#### Input data ####
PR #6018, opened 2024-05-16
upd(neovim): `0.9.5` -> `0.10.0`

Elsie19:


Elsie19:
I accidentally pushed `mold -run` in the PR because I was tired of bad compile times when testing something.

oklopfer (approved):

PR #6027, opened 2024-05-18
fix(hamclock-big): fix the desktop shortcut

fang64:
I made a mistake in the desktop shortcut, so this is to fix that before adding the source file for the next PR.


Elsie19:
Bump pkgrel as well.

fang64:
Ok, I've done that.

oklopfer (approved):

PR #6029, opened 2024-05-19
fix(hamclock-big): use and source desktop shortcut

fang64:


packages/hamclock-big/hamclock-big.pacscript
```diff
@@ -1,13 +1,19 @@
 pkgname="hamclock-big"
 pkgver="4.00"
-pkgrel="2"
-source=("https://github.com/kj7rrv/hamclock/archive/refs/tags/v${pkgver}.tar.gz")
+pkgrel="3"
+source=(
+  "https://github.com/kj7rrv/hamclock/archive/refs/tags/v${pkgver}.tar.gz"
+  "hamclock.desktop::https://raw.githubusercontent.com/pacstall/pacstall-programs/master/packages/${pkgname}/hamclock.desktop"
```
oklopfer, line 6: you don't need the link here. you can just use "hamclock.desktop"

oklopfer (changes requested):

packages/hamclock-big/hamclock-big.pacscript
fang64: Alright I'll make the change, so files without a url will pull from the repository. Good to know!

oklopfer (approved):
####
#### Input data ####
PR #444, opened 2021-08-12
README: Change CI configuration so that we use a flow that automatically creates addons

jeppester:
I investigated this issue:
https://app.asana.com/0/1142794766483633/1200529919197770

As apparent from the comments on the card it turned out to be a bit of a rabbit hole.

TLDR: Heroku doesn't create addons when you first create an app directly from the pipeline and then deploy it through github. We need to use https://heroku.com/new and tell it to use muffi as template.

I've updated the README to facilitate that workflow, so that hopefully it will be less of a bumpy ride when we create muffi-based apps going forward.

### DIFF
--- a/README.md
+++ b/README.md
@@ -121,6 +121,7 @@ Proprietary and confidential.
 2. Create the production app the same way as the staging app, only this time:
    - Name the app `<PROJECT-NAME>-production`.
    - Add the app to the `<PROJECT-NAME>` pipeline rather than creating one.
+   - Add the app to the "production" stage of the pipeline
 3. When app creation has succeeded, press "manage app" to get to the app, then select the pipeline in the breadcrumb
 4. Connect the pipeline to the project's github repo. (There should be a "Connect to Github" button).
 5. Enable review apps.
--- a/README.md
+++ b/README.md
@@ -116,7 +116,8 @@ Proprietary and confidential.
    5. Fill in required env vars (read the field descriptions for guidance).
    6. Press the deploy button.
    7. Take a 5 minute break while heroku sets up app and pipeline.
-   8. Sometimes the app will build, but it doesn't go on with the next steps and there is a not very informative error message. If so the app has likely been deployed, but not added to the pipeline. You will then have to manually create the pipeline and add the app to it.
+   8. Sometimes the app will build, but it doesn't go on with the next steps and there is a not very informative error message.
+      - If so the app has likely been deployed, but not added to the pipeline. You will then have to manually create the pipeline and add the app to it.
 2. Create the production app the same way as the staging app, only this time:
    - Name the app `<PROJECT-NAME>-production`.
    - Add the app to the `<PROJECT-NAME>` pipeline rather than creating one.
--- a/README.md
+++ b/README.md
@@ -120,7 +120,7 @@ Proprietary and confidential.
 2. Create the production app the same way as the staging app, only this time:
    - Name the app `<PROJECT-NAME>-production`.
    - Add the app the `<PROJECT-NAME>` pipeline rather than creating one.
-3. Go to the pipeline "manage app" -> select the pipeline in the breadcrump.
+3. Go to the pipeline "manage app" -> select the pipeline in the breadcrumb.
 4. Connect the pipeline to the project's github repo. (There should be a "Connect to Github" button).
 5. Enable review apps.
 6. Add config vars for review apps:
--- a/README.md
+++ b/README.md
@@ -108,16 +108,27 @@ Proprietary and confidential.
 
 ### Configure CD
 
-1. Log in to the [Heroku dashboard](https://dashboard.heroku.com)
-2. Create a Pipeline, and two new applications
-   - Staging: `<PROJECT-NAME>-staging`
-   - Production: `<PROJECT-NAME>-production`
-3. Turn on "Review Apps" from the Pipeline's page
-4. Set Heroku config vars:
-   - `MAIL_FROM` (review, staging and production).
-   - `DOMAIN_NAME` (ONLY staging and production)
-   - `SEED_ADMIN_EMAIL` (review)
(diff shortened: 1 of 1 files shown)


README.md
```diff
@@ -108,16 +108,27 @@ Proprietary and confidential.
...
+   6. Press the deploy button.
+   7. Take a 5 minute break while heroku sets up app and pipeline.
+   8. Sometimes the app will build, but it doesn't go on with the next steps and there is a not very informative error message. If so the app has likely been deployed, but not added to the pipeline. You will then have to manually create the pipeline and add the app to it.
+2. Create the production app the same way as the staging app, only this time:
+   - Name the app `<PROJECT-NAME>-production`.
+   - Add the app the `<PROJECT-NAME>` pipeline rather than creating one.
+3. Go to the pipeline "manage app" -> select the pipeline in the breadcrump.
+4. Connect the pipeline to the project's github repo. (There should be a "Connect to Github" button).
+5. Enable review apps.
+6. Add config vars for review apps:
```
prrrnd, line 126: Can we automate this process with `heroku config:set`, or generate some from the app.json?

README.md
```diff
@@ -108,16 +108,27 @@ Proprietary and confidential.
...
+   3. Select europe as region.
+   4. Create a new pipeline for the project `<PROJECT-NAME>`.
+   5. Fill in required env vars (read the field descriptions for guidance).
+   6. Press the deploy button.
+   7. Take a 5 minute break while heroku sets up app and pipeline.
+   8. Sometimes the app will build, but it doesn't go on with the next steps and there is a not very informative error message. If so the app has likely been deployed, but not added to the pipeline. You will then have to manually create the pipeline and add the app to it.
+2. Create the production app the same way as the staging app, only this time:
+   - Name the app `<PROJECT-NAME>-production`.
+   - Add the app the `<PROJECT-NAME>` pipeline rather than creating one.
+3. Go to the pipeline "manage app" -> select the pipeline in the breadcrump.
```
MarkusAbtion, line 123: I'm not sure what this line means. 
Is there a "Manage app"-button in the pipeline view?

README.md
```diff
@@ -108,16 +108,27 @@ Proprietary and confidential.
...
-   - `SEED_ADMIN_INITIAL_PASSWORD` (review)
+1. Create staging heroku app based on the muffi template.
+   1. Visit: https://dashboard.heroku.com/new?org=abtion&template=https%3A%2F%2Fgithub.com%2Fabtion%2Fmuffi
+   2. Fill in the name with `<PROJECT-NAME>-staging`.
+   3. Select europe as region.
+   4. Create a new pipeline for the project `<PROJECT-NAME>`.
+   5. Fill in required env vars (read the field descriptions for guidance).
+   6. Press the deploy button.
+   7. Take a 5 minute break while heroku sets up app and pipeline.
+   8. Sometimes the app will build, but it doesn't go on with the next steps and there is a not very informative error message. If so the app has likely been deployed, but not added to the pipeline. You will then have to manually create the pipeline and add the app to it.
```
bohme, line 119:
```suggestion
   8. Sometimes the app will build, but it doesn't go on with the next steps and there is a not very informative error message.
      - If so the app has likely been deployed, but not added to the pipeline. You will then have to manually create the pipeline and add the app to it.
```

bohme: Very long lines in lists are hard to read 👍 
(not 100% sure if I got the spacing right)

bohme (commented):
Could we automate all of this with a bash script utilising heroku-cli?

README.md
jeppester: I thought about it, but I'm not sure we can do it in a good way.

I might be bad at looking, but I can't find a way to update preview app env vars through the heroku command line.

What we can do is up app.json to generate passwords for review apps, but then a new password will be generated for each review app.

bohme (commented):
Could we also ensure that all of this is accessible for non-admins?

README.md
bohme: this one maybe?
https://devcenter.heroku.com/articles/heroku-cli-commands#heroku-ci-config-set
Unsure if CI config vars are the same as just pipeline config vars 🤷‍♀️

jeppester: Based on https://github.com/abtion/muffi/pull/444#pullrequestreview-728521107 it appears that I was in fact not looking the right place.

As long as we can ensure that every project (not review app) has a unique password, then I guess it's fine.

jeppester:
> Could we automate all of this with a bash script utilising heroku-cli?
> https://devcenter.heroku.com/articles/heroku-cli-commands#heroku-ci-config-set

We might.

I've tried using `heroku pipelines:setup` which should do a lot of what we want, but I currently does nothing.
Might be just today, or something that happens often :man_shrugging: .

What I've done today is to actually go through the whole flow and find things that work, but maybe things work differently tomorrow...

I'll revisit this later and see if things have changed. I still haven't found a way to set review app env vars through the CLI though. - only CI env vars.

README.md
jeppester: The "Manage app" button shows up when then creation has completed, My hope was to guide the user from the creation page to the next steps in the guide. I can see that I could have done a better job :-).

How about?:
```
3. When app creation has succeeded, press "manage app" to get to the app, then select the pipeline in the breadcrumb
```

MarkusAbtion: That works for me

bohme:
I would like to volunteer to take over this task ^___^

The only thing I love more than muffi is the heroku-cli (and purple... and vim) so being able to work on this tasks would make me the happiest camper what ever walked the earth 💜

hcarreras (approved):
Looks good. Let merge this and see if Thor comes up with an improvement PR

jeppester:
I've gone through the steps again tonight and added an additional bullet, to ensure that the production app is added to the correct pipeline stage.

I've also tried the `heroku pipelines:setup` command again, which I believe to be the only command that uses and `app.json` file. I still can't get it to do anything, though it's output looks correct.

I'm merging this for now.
####
#### Input data ####
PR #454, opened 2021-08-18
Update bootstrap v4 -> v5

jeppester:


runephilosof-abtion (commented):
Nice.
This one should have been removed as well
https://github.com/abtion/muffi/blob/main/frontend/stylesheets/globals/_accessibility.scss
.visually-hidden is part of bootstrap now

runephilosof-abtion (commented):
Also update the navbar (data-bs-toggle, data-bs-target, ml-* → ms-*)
####
→ Work task: Look above for every line with the word "archive" and copy it.

→ Exercise solution:
-source=("https://github.com/kj7rrv/hamclock/archive/refs/tags/v${pkgver}.tar.gz")
+  "https://github.com/kj7rrv/hamclock/archive/refs/tags/v${pkgver}.tar.gz"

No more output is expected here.